■ YOUR ASSIGNMENT ■
Would you please write out the records below exactly as they appear?

=-=-=

PR #1255, opened 2026-06-25
Complete SEARCH handling and enable test_in.py on BodoSQL C++ backend

dmsa-or:

Finish the unhandled cases for SEARCH plan conversion. This is mainly for completeness because, as far as I've found, there aren't any tests that actually rely on SEARCH for ranges wider than a single value.
Enable `test_in.py` on C++ backend. (IN was the one case where SEARCH is sometimes needed, but our previous SEARCH code already dealt with that).

## Testing strategy

CI

## Checklist

### DIFF
--- a/BodoSQL/bodosql/plan_conversion.py
+++ b/BodoSQL/bodosql/plan_conversion.py
@@ -1999,32 +1999,68 @@ def java_call_to_python_call(ctx, java_call, input_plan):
                 # T        T        F              T
                 # T        T        F              F
 
-                # Also, the case of having lower and upper bound and both being
-                # inclusive can be divided up into two cases, where lower and
-                # upper are equal and where they are not equal.
+                # The lower and upper bounds being equal is a special case that does not
+                # involve less-than or greater-than comparison. It can be subdivided
+                # based on whether the lower and upper bounds are inclusive or not.
+                # The typical case is that they will be inclusive, which we can simplify
+                # to an equality check.
                 if (
                     lower_lit is not None
                     and upper_lit is not None
-                    and lower_inclusive
-                    and upper_inclusive
                     and lower_lit == upper_lit
                 ):
-                    # The exception case where we have lower and upper bounds and they are both
-                    # inclusive and the same we can simplify as equality check.
+                    if lower_inclusive and upper_inclusive:
+                        # Range of the form [a..a] - reduce to equality check
+                        const_empty_data = arrow_to_empty_df(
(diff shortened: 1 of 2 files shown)


BodoSQL/bodosql/plan_conversion.py
```diff
@@ -1999,32 +1999,68 @@ def process_one_search_option(so):
...
+                            bool_empty_data,
+                            src,
+                            ConstantExpression(const_empty_data, input_plan, lower_lit),
+                            operator.eq,
+                        )
+                    elif lower_inclusive or upper_inclusive:
+                        # Range of the form [a..a) or (a..a] - interpret as empty
+                        return ConstantExpression(bool_empty_data, input_plan, False)
+                    else:
+                        raise ValueError("SEARCH option range form (a..a) is invalid.")
```
DrTodd13, line 2028: why is (a..a) invalid and (a..a] isn't?  can't you just have a single else and return the constant expression?

DrTodd13 (approved):
thanks

BodoSQL/bodosql/plan_conversion.py
dmsa-or: I'm just following what it says here: https://www.javadoc.io/doc/com.google.guava/guava/23.0/com/google/common/collect/Range.html

> When both endpoints exist, the upper endpoint may not be less than the lower. The endpoints may be equal only if at least one of the bounds is closed:
> [a..a] : a singleton range
> [a..a); (a..a] : empty ranges; also valid
> (a..a) : invalid; an exception will be thrown

BodoSQL/bodosql/tests/test_in.py
```diff
@@ -75,10 +78,11 @@ def test_in_scalar_literals(basic_df, memory_leak_check):
         None,
         check_names=False,
         check_dtype=False,
-        return_codegen=True,
+        return_codegen=not bodosql.use_cpp_backend,
```
scott-routledge2, line 81: Does this query evaluate to a less than + greater than plan when converting to Python?

scott-routledge2 (approved):
Thanks @dmsa-or

BodoSQL/bodosql/tests/test_in.py
dmsa-or: For IN cases like this one that are translated to SEARCH, the possible values in the list are always turned into individual singleton ranges. So we generate three equality comparisons in this test.   The conversion to a less-than and greater-than plan is only for BETWEEN, theoretically.

PR #1262, opened 2026-06-30
Support test_some_any_all.py in C++ backend

ehsantn:

Fill some gaps to support most of test_some_any_all.py in C++ backend.

## Testing strategy

Enabled unit tests.

## User facing changes

None.

## Checklist


DrTodd13 (approved):
I'd prefer that we don't let the CPU and GPU sides get out of sync.  I've already ran into problems with that and do we believe that the GPU side is less compelling for bodosql compared to dflib?

dmsa-or (approved):
Thanks Ehsan.

ehsantn:
> I'd prefer that we don't let the CPU and GPU sides get out of sync. I've already ran into problems with that and do we believe that the GPU side is less compelling for bodosql compared to dflib?

I don't have a local GPU so implementing the GPU part simultaneously isn't easy for me. My assumption was that focusing on the GPU side separately is easier.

=-=-=

■ FINAL ANSWER ■
PR #1255, opened 2026-06-25
Complete SEARCH handling and enable test_in.py on BodoSQL C++ backend

dmsa-or:

Finish the unhandled cases for SEARCH plan conversion. This is mainly for completeness because, as far as I've found, there aren't any tests that actually rely on SEARCH for ranges wider than a single value.
Enable `test_in.py` on C++ backend. (IN was the one case where SEARCH is sometimes needed, but our previous SEARCH code already dealt with that).

## Testing strategy

CI

## Checklist

### DIFF
--- a/BodoSQL/bodosql/plan_conversion.py
+++ b/BodoSQL/bodosql/plan_conversion.py
@@ -1999,32 +1999,68 @@ def java_call_to_python_call(ctx, java_call, input_plan):
                 # T        T        F              T
                 # T        T        F              F
 
-                # Also, the case of having lower and upper bound and both being
-                # inclusive can be divided up into two cases, where lower and
-                # upper are equal and where they are not equal.
+                # The lower and upper bounds being equal is a special case that does not
+                # involve less-than or greater-than comparison. It can be subdivided
+                # based on whether the lower and upper bounds are inclusive or not.
+                # The typical case is that they will be inclusive, which we can simplify
+                # to an equality check.
                 if (
                     lower_lit is not None
                     and upper_lit is not None
-                    and lower_inclusive
-                    and upper_inclusive
                     and lower_lit == upper_lit
                 ):
-                    # The exception case where we have lower and upper bounds and they are both
-                    # inclusive and the same we can simplify as equality check.
+                    if lower_inclusive and upper_inclusive:
+                        # Range of the form [a..a] - reduce to equality check
+                        const_empty_data = arrow_to_empty_df(
(diff shortened: 1 of 2 files shown)


BodoSQL/bodosql/plan_conversion.py
```diff
@@ -1999,32 +1999,68 @@ def process_one_search_option(so):
...
+                            bool_empty_data,
+                            src,
+                            ConstantExpression(const_empty_data, input_plan, lower_lit),
+                            operator.eq,
+                        )
+                    elif lower_inclusive or upper_inclusive:
+                        # Range of the form [a..a) or (a..a] - interpret as empty
+                        return ConstantExpression(bool_empty_data, input_plan, False)
+                    else:
+                        raise ValueError("SEARCH option range form (a..a) is invalid.")
```
DrTodd13, line 2028: why is (a..a) invalid and (a..a] isn't?  can't you just have a single else and return the constant expression?

DrTodd13 (approved):
thanks

BodoSQL/bodosql/plan_conversion.py
dmsa-or: I'm just following what it says here: https://www.javadoc.io/doc/com.google.guava/guava/23.0/com/google/common/collect/Range.html

> When both endpoints exist, the upper endpoint may not be less than the lower. The endpoints may be equal only if at least one of the bounds is closed:
> [a..a] : a singleton range
> [a..a); (a..a] : empty ranges; also valid
> (a..a) : invalid; an exception will be thrown

BodoSQL/bodosql/tests/test_in.py
```diff
@@ -75,10 +78,11 @@ def test_in_scalar_literals(basic_df, memory_leak_check):
         None,
         check_names=False,
         check_dtype=False,
-        return_codegen=True,
+        return_codegen=not bodosql.use_cpp_backend,
```
scott-routledge2, line 81: Does this query evaluate to a less than + greater than plan when converting to Python?

scott-routledge2 (approved):
Thanks @dmsa-or

BodoSQL/bodosql/tests/test_in.py
dmsa-or: For IN cases like this one that are translated to SEARCH, the possible values in the list are always turned into individual singleton ranges. So we generate three equality comparisons in this test.   The conversion to a less-than and greater-than plan is only for BETWEEN, theoretically.

PR #1262, opened 2026-06-30
Support test_some_any_all.py in C++ backend

ehsantn:

Fill some gaps to support most of test_some_any_all.py in C++ backend.

## Testing strategy

Enabled unit tests.

## User facing changes

None.

## Checklist


DrTodd13 (approved):
I'd prefer that we don't let the CPU and GPU sides get out of sync.  I've already ran into problems with that and do we believe that the GPU side is less compelling for bodosql compared to dflib?

dmsa-or (approved):
Thanks Ehsan.

ehsantn:
> I'd prefer that we don't let the CPU and GPU sides get out of sync. I've already ran into problems with that and do we believe that the GPU side is less compelling for bodosql compared to dflib?

I don't have a local GPU so implementing the GPU part simultaneously isn't easy for me. My assumption was that focusing on the GPU side separately is easier.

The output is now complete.